◆ **AVAILABLE DATA**:
= = = = =

PR #739, opened 2024-05-14
Complete callables without parens if present in locals_without_parens

### LINKED ISSUE #601: Functions listed in `locals_without_parens` should not have parens in their completions
This has been a minor annoyance for a while, but when we complete `assert`, the completion comes in as `assert(assertion)`, but it should be `asert assertion`.

zachallaun:
This is scratching an itch I had while I was doing some work on another library.

Fixes #601

### DIFF
--- a/apps/remote_control/lib/lexical/remote_control/completion.ex
+++ b/apps/remote_control/lib/lexical/remote_control/completion.ex
@@ -9,91 +9,6 @@ defmodule Lexical.RemoteControl.Completion do
 
   import Document.Line
 
-  @built_in_locals_without_parens [
-    # Special forms
-    alias: 1,
-    alias: 2,
-    case: 2,
-    cond: 1,
-    for: :*,
-    import: 1,
-    import: 2,
-    quote: 1,
-    quote: 2,
-    receive: 1,
-    require: 1,
-    require: 2,
-    try: 1,
-    with: :*,
-
-    # Kernel
-    def: 1,
-    def: 2,
-    defp: 1,
-    defp: 2,
-    defguard: 1,
-    defguardp: 1,
-    defmacro: 1,
-    defmacro: 2,
-    defmacrop: 1,
-    defmacrop: 2,
-    defmodule: 2,
-    defdelegate: 2,
-    defexception: 1,
-    defoverridable: 1,
-    defstruct: 1,
-    destructure: 2,
-    raise: 1,
-    raise: 2,
-    reraise: 2,
-    reraise: 3,
-    if: 2,
-    unless: 2,
-    use: 1,
-    use: 2,
-
-    # Stdlib,
-    defrecord: 2,
-    defrecord: 3,
-    defrecordp: 2,
-    defrecordp: 3,
-
-    # Testing
-    assert: 1,
-    assert: 2,
-    assert_in_delta: 3,
-    assert_in_delta: 4,
-    assert_raise: 2,
-    assert_raise: 3,
-    assert_receive: 1,
-    assert_receive: 2,
-    assert_receive: 3,
-    assert_received: 1,
-    assert_received: 2,
-    doctest: 1,
-    doctest: 2,
-    refute: 1,
-    refute: 2,
-    refute_in_delta: 3,
-    refute_in_delta: 4,
-    refute_receive: 1,
-    refute_receive: 2,
-    refute_receive: 3,
-    refute_received: 1,
-    refute_received: 2,
-    setup: 1,
-    setup: 2,
-    setup_all: 1,
-    setup_all: 2,
-    test: 1,
-    test: 2,
-
-    # Mix config
-    config: 2,
-    config: 3,
-    import_config: 1
-  ]
-
   def elixir_sense_expand(%Env{} = env) do
     {doc_string, position} = strip_struct_operator(env)
 
@@ -105,9 +20,7 @@ defmodule Lexical.RemoteControl.Completion do
       []
     else
       {_formatter, opts} = Format.formatter_for_file(env.project, env.document.path)
-
-      locals_without_parens =
-        Keyword.get(opts, :locals_without_parens, []) ++ @built_in_locals_without_parens
+      locals_without_parens = Keyword.fetch!(opts, :locals_without_parens)
 
       for suggestion <- ElixirSense.suggestions(doc_string, line, character),
           candidate = from_elixir_sense(suggestion, locals_without_parens),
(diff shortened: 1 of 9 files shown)


scohen:
This fixes #601 right? Awesome!

apps/remote_control/lib/lexical/remote_control/completion.ex
```diff
@@ -18,14 +19,46 @@ defmodule Lexical.RemoteControl.Completion do
...
+       when struct in [Candidate.Function, Candidate.Macro] do
+    atom_name = String.to_atom(candidate.name)
+
+    suppress_parens? =
+      locals_without_parens
+      |> Keyword.take([atom_name])
+      |> Keyword.values()
+      |> Enum.any?(&suppress_parens?(&1, candidate.arity))
+
+    if suppress_parens? do
```
scohen, line 49: this is equivalent to `%{candidate | parens?: not suppress_parens}`

apps/remote_control/lib/lexical/remote_control/completion/candidate.ex
```diff
@@ -4,7 +4,18 @@ defmodule Lexical.RemoteControl.Completion.Candidate do
...
+      :argument_names,
+      :arity,
+      :name,
+      :origin,
+      :type,
+      :visibility,
+      :spec,
+      :summary,
+      :metadata,
+      parens: true
```
scohen, line 17:
```suggestion
      parens?: true
```

apps/remote_control/lib/lexical/remote_control/completion/candidate.ex
```diff
@@ -21,7 +32,17 @@ defmodule Lexical.RemoteControl.Completion.Candidate do
...
+    defstruct [
+      :argument_names,
+      :arity,
+      :metadata,
+      :name,
+      :origin,
+      :spec,
+      :summary,
+      :type,
+      parens: true
```
scohen, line 44:
```suggestion
      parens?: true
```

apps/remote_control/lib/lexical/remote_control/completion/candidate.ex
```diff
@@ -38,7 +59,17 @@ defmodule Lexical.RemoteControl.Completion.Candidate do
...
+    defstruct [
+      :argument_names,
+      :arity,
+      :name,
+      :origin,
+      :type,
+      :visibility,
+      :spec,
+      :metadata,
+      parens: true
```
scohen, line 71:
```suggestion
      parens?: true
```

apps/remote_control/lib/lexical/remote_control/completion/candidate.ex
```diff
@@ -55,7 +86,18 @@ defmodule Lexical.RemoteControl.Completion.Candidate do
...
+      :argument_names,
+      :arity,
+      :doc,
+      :metadata,
+      :type,
+      :name,
+      :origin,
+      :signature,
+      :spec,
+      parens: true
```
scohen, line 99:
```suggestion
      parens?: true
```

apps/remote_control/lib/lexical/remote_control/completion.ex
```diff
@@ -18,14 +19,46 @@ defmodule Lexical.RemoteControl.Completion do
...
   end
 
+  defp from_elixir_sense(suggestion, locals_without_parens) do
+    suggestion
+    |> Candidate.from_elixir_sense()
+    |> maybe_suppress_parens(locals_without_parens)
+  end
+
+  defp maybe_suppress_parens(%struct{} = candidate, locals_without_parens)
+       when struct in [Candidate.Function, Candidate.Macro] do
```
scohen, line 40:
```suggestion
       when struct in [Candidate.Function, Candidate.Macro, Candidate.Typespec] do
```

scohen (commented):
This is awesome. I feel this pain every time I type `assert` and it adds `assert(`
Can we have some tests?

zachallaun:
@scohen Thanks for the feedback! Agreed on tests; it does need more.

I'm actually not 100% sure that `assert` is going to complete without parens because the ExUnit assertions aren't actually in `locals_without_parens`. That makes me wonder what the formatter rules are for macros in built-in packages. Do they all exclude parens?

scohen:
I tried this branch, and it still adds parens to all the exunit macros. I think this is because it only checks the `locals_withut_parens` and not `import_deps`.

zachallaun:
> I tried this branch, and it still adds parens to all the exunit macros. I think this is because it only checks the `locals_withut_parens` and not `import_deps`.

See my message above -- the ExUnit macros aren't included for whatever reason, I think we need to special-case some things. I'm going to look into how the Elixir formatter decided whether to put parens around calls.

Re: `import_deps`, they're expanded automatically into `locals_without_parens`. Here's what it looks like for a library of mine, for instance:

```elixir
iex(3)> Mix.Tasks.Format.formatter_for_file("lib/mneme.ex")
{#Function<14.79746710/1 in Mix.Tasks.Format.find_formatter_for_file/2>,
 [
   sigils: [],
   inputs: ["{mix,.formatter}.exs", "{config,lib}/**/*.{ex,exs}", "test/**/*.{ex,exs}",
    "test_integration/**/*.{ex,exs}", "examples/*.{ex,exs}"],
   locals_without_parens: [
     all: :*,
     check: 1,
     check: 2,
     property: 1,
     property: 2,
     auto_assert: :*,
     auto_assert_raise: :*,
     auto_assert_receive: :*,
     auto_assert_received: :*
   ],
   export: [
     locals_without_parens: [
       auto_assert: :*,
       auto_assert_raise: :*,
       auto_assert_receive: :*,
       auto_assert_received: :*
     ]
   ],
   import_deps: [:stream_data],
   plugins: [Styler],
   line_length: 98
 ]}
```

`all`, `check` and `property` come from `:stream_data`.

zachallaun:
Looks like the formatter [special-cases](https://github.com/elixir-lang/elixir/blob/main/lib/elixir/lib/code/formatter.ex#L60) a bunch of things. We should likely copy this list and can set `parens?: false` for those.

zachallaun:
@scohen Still need to add more tests but give things a try now.

scohen:
@zachallaun much better. This is good to go when the tests are done.

zachallaun:
@scohen Pushed some additional tests. Are there other cases you'd like to see?

scohen (approved):
consider my comment, and then you're good to go.

apps/remote_control/lib/lexical/remote_control/completion.ex
```diff
@@ -4,10 +4,96 @@ defmodule Lexical.RemoteControl.Completion do
   alias Lexical.Document
   alias Lexical.Document.Position
   alias Lexical.RemoteControl
+  alias Lexical.RemoteControl.CodeMod.Format
   alias Lexical.RemoteControl.Completion.Candidate
 
   import Document.Line
 
+  @built_in_locals_without_parens [
```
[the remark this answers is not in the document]
zachallaun: Makes sense! Just pushed that change -- if you could confirm that it does what you were thinking, I think we're good to go.

PR #744, opened 2024-05-18
Returns two definitions for delegate function's definition

scottming:
And change `go to definition` from elixir-sense to Indexer for functions.

## Peek definition
CleanShot 2024-05-18 at 11 00 45@2x

## Go to definition
CleanShot 2024-05-18 at 11 01 00@2x

PR #746, opened 2024-05-21
Fix go to definition behavior for same-name, same-arity functions by directing to the first function

scottming:
After this PR #744 was merged, I spent a whole day using the latest features. In the case of delegates, returning multiple definitions is undoubtedly useful, but in another scenario, such as when there are when clauses, returning multiple definitions is undoubtedly a distraction (in Neovim, I need to press the keys twice more and think about it). Therefore, the solution in this PR is to directly jump to the position of the first function for such cases where there are same-name, same-arity functions in the same file.

### DIFF
--- a/apps/remote_control/lib/lexical/remote_control/code_intelligence/definition.ex
+++ b/apps/remote_control/lib/lexical/remote_control/code_intelligence/definition.ex
@@ -52,7 +52,7 @@ defmodule Lexical.RemoteControl.CodeIntelligence.Definition do
     definitions =
       mfa
       |> query_search_index(subtype: :definition)
-      |> Enum.flat_map(fn entry ->
+      |> Stream.flat_map(fn entry ->
         case entry do
           %Entry{type: {:function, :delegate}} ->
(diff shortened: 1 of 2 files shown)


apps/remote_control/lib/lexical/remote_control/code_intelligence/definition.ex
```diff
@@ -62,6 +63,7 @@ defmodule Lexical.RemoteControl.CodeIntelligence.Definition do
             [entry]
         end
       end)
+      |> Enum.uniq_by(& &1.path)
```
scohen, line 66: won't `uniq_by(& &1.subject)` also take care of it?

scottming: > why's the sort before the uniq_by? Shouldn't you be sorting all the results?

I later realized that this was unnecessary, but I forgot to push the code yesterday.

> won't uniq_by(& &1.subject) also take care of it? 
Indeed, this is clearer.

scohen (approved):

PR #748, opened 2024-05-22
Code Action: Remove unused aliases

scohen:
This code action removes any unused aliases. It handles both single aliases where it deletes the entire line up to the next line, and multiple aliases, where it deletes the single alias in the list, handling edge cases when it deletes both the last entry in the list, deleting the previous line's comma and when there's only one entry in the list when it deletes the whole alias.

The approach here is much more complicated than I wanted, I described the reasons why it's that way in the module's documentation, hopefully, we can get a fix from sourceror soon and improve this.

### DIFF
--- a/apps/remote_control/lib/lexical/remote_control/code_action/handlers/remove_unused_alias.ex
+++ b/apps/remote_control/lib/lexical/remote_control/code_action/handlers/remove_unused_alias.ex
@@ -31,6 +31,7 @@ defmodule Lexical.RemoteControl.CodeAction.Handlers.RemoveUnusedAlias do
   alias Lexical.RemoteControl.Analyzer
   alias Lexical.RemoteControl.CodeAction
   alias Lexical.RemoteControl.CodeAction.Diagnostic
+  alias Sourceror.Zipper
 
   import Record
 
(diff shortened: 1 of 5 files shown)


apps/remote_control/lib/lexical/remote_control/code_action/handlers/remove_unused_alias.ex
```diff
@@ -0,0 +1,191 @@
...
+    :multi_alias_range,
+    :removed_alias_range,
+    :alias_count
+  ]
+
+  defrecordp :single_alias_metadata, [:document, :range]
+  @behaviour CodeAction.Handler
+
+  @impl CodeAction.Handler
+  def actions(%Document{} = document, %Range{} = range, diagnontics) do
```
zachallaun, line 48: typo: diagnontics

apps/remote_control/lib/lexical/remote_control/code_action/handlers/remove_unused_alias.ex
```diff
@@ -0,0 +1,191 @@
...
+  end
+
+  @impl CodeAction.Handler
+  def kinds do
+    [:source]
+  end
+
+  @alias_regex ~r/unused alias (\w+)/
+  defp to_edit(%Document{} = document, %Position{} = position, %Diagnostic{} = diagnostic) do
+    with [[_, module_string]] <- Regex.scan(@alias_regex, diagnostic.message),
```
zachallaun, line 70: Recommend splitting out a function for this:

```elixir
  @alias_regex ~r/unused alias (\w+)/
  defp fetch_unused_alias(diagnostic) do
    case Regex.scan(@alias_regex, diagnostic.message) do
      [[_, module_string]] -> {:ok, String.to_atom(module_string)}
      _ -> :error
    end
  end
```

```suggestion
    with {:ok, last_segment} <- fetch_unused_alias(diagnostic),
```

PR #751, opened 2024-05-23
Completion: show type spec for struct fields

### LINKED ISSUE #749: Struct autocomplete: Show the type
Hey,

Lexical is fantastic! ❤️

Sorry if this issue has already been mentioned. Could not find anything in the issues.

When ElixirLS completes access to a struct field, it shows some type information (given that the struct has a spec):

Screenshot 2024-05-22 at 16 52 10

However, Lexical doesn't (the examples are from Neovim and VS Code respectively):

Screenshot 2024-05-22 at 16 49 55

Screenshot 2024-05-22 at 16 48 31

Is there an easy way to fix that? 🤔 I have very little experience in LSP but happy to jump in with some guidance.

kirillrogovoy:
Fixes #749 

`:type_spec` is already a part of the `elixir_sense_map`, so defining it in `defstruct` is enough.

If the struct doesn't have a type spec, it would show "Field" in my editor probably because that's how it handles `completion.detail == nil`

Let me know if it's more desirable to fall back to some string explicitly, e.g.:
```elixir
builder.plain_text(env, struct_field.name,
  detail: struct_field.type_spec || "Field",
  label: struct_field.name,
  kind: :field
)
```

### DIFF
--- a/apps/remote_control/lib/lexical/remote_control/completion/candidate.ex
+++ b/apps/remote_control/lib/lexical/remote_control/completion/candidate.ex
@@ -159,7 +159,7 @@ defmodule Lexical.RemoteControl.Completion.Candidate do
 
   defmodule StructField do
     @moduledoc false
-    defstruct [:call?, :name, :origin]
+    defstruct [:call?, :name, :origin, :type_spec]
 
     def new(%{} = elixir_sense_map) do
       struct(__MODULE__, elixir_sense_map)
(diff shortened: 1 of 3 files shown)


scohen:
I think "Field" is coming from the LSP "kind" of the completion, and detail is nil-able, which means it'll just not display anything. It might be interesting to display "dynamic" or "unknown type" there, but that might just be noisy. 

FYI, my editor (emacs) also displays "Field" on completions.

This looks great. Thanks for contributing!

PR #756, opened 2024-05-29
Track uses and requires

scohen:
For the ecto PR, it would be great to only extract schemas if the `Ecto.Schema` module is used, so to help with that, this PR adds uses and requires to the metadata in the analyzer

### DIFF
--- a/apps/common/lib/lexical/ast/analysis.ex
+++ b/apps/common/lib/lexical/ast/analysis.ex
@@ -7,8 +7,10 @@ defmodule Lexical.Ast.Analysis do
 
   alias Lexical.Ast.Analysis.Alias
   alias Lexical.Ast.Analysis.Import
+  alias Lexical.Ast.Analysis.Require
   alias Lexical.Ast.Analysis.Scope
   alias Lexical.Ast.Analysis.State
+  alias Lexical.Ast.Analysis.Use
   alias Lexical.Document
   alias Lexical.Document.Position
   alias Lexical.Document.Range
@@ -363,6 +365,40 @@ defmodule Lexical.Ast.Analysis do
   # wholesale import import MyModule
   defp analyze_node({:import, _meta, [{:__aliases__, _aliases, module}]} = quoted, state) do
     State.push_import(state, Import.new(state.document, quoted, module))
+  end
+
+  # require of a module using as
+  defp analyze_node(
+         {:require, _meta, [{:__aliases__, _, module}, options]} = quoted,
+         state
+       ) do
+    {_, as_module} =
+      Macro.prewalk(options, nil, fn
+        {:__aliases__, _, as} = ast, nil ->
+          {ast, as}
+
+        ast, acc ->
+          {ast, acc}
+      end)
+
+    State.push_require(state, Require.new(state.document, quoted, module, as_module))
+  end
+
+  # require a module
+  defp analyze_node(
+         {:require, _meta, [{:__aliases__, _, module}]} = quoted,
+         state
+       ) do
+    State.push_require(state, Require.new(state.document, quoted, module))
+  end
+
+  # use statement
+
+  defp analyze_node(
+         {:use, _meta, [{:__aliases__, _, module} | opts]} = use,
+         state
+       ) do
+    State.push_use(state, Use.new(state.document, use, module, opts))
   end
 
   # stab clauses: ->
--- a/apps/common/lib/lexical/ast/analysis/scope.ex
+++ b/apps/common/lib/lexical/ast/analysis/scope.ex
@@ -8,7 +8,9 @@ defmodule Lexical.Ast.Analysis.Scope do
     :range,
     module: [],
     aliases: [],
-    imports: []
+    imports: [],
+    requires: [],
+    uses: []
   ]
 
   @type import_mfa :: {module(), atom(), non_neg_integer()}
@@ -23,12 +25,22 @@ defmodule Lexical.Ast.Analysis.Scope do
         }
 
   def new(%__MODULE__{} = parent_scope, id, %Range{} = range, module \\ []) do
+    uses =
+      if module == parent_scope.module do
+        # if we're still in the same module, we have the same uses
+        parent_scope.uses
+      else
+        []
+      end
+
     %__MODULE__{
       id: id,
       aliases: parent_scope.aliases,
       imports: parent_scope.imports,
+      requires: parent_scope.requires,
       module: module,
-      range: range
+      range: range,
+      uses: uses
     }
   end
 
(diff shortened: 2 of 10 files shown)


apps/common/lib/lexical/ast/analysis.ex
```diff
@@ -365,6 +367,40 @@ defmodule Lexical.Ast.Analysis do
     State.push_import(state, Import.new(state.document, quoted, module))
   end
 
+  # require of a module using as
```
zachallaun, line 370: IMO examples like this are a lot more clear than writing out in English

```suggestion
  # require MyModule, as: Alias
```

apps/common/lib/lexical/ast/analysis.ex
```diff
@@ -365,6 +367,40 @@ defmodule Lexical.Ast.Analysis do
...
+          {ast, as}
+
+        ast, acc ->
+          {ast, acc}
+      end)
+
+    State.push_require(state, Require.new(state.document, quoted, module, as_module))
+  end
+
+  # require a module
```
zachallaun, line 387:
```suggestion
  # require MyModule
```

apps/common/lib/lexical/ast/analysis.ex
```diff
@@ -365,6 +367,40 @@ defmodule Lexical.Ast.Analysis do
...
+  defp analyze_node(
+         {:require, _meta, [{:__aliases__, _, module}]} = quoted,
+         state
+       ) do
+    State.push_require(state, Require.new(state.document, quoted, module))
+  end
+
+  # use statement
+
```
zachallaun, line 396:
```suggestion
  # use MyModule
```

apps/common/lib/lexical/ast/analysis/scope.ex
```diff
@@ -23,12 +25,22 @@ defmodule Lexical.Ast.Analysis.Scope do
         }
 
   def new(%__MODULE__{} = parent_scope, id, %Range{} = range, module \\ []) do
+    uses =
+      if module == parent_scope.module do
+        # if we're still in the same module, we have the same uses
```
zachallaun, line 30: Even if we're in an inner module, should we consider that we have the same uses? We do that for aliases, imports, requires. 

```elixir
defmodule Parent do
  use SomeModule

  defmodule Child do
    # anything imported/required/etc. from `use SomeModule` is still available here
  end
end
```

apps/common/lib/lexical/ast/analysis.ex
```diff
@@ -365,6 +367,40 @@ defmodule Lexical.Ast.Analysis do
...
+    {_, as_module} =
+      Macro.prewalk(options, nil, fn
+        {:__aliases__, _, as} = ast, nil ->
+          {ast, as}
+
+        ast, acc ->
+          {ast, acc}
+      end)
+
+    State.push_require(state, Require.new(state.document, quoted, module, as_module))
```
zachallaun, line 384: We have a `fetch_alias_as` helper defined in this module.

```suggestion
    case fetch_alias_as(options) do
      {:ok, as_module} ->
        State.push_require(state, Require.new(state.document, quoted, module, as_module)
        
      :error ->
        state
    end
```

apps/remote_control/lib/lexical/remote_control/analyzer.ex
```diff
@@ -1,15 +1,43 @@
...
+  def uses_at(%Analysis{} = analysis, %Position{} = position) do
+    analysis
+    |> Uses.at(position)
+    |> Enum.reduce([], fn %Use{} = use, acc ->
+      case expand_alias(use.module, analysis, position) do
+        {:ok, expanded} -> [expanded | acc]
+        _ -> [Module.concat(use.module) | acc]
+      end
+    end)
+  end
```
zachallaun, line 39: It looks like the `.module` for aliases/imports are expanded during analysis, which means we can just use a simple `defdelegate` for those, but not for requires/uses? Is there a reason we can't expand the module before the `%Require{}/%Use{}` is created in `analysis.ex`? It seems like we should either do all expansion there or none of the expansion there (i.e. refactor analyzing aliases/imports so that it's consistent).

apps/remote_control/lib/lexical/remote_control/analyzer/requires.ex
```diff
@@ -0,0 +1,26 @@
...
+      [%Scope{} = scope | _] ->
+        scope.requires
+        |> Enum.filter(fn %Require{} = require ->
+          require_end = require.range.end
+
+          if require_end.line == position.line do
+            require_end.character <= position.character
+          else
+            require_end.line < position.line
+          end
```
zachallaun, line 18: We have this logic duplicated or *nearly* duplicated in a lot of places, but sometimes with superficial differences that can make it hard to know whether the code is equivalent. For instance, this code here has `require_end OP position` whereas the similar code in `Uses` has `position OP use_end`.

Can we define a `Position.compare/2` and start using it instead?

```suggestion
          Position.compare(position, require.range.end) in [:eq, :gt]
```

This could be in a separate PR that could audit the codebase for other places where code like this could be rewritten in terms of `Position.compare/2`.

apps/remote_control/lib/lexical/remote_control/analyzer/requires.ex
```diff
@@ -0,0 +1,26 @@
...
+        end)
+        |> Enum.uniq_by(& &1.as)
```
zachallaun, line 20: I notice that `Requires` has this `uniq_by`, but `Uses` doesn't. Just wanted to make sure that's deliberate.

zachallaun (changes requested):

apps/common/lib/lexical/ast/analysis/scope.ex
scohen: this is the trick, uses can do a lot more than import and require, they can add functions to the current module and greatly affect its behavior, this is not carried through to nested modules. 
If we want to actually be accurate for imports and requires, we need to introspect the module.

apps/remote_control/lib/lexical/remote_control/analyzer/requires.ex
scohen: it was, my thinking is that you can require multiple things as long as the destination is unique, but I don't see a reason to do this with use.

apps/remote_control/lib/lexical/remote_control/analyzer/requires.ex
scohen: This is a good call,  was considering this very suggestion, but felt it was out of scope for the PR.

apps/remote_control/lib/lexical/remote_control/analyzer.ex
scohen: i was slightly worried about performance, but I think it's important to be consistent.

scohen: Actually, depending on what you mean by expanded, I don't think this is correct. The aliases are still a list of atoms, and not a module at this point. Calling expand_alias on them makes them into a module. Same thing with aliases, but they have a `to_module` function in them that I didn't think was necessary, since aliases and imports return maps when requires and uses just return a simple list.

= = = = =

◆ **WHAT YOU ARE ASKED TO DO**:
Please count how many lines of the material above include the string "CodeIntelligence", then give that number alone.

◆ **EXERCISE ANSWER**:
2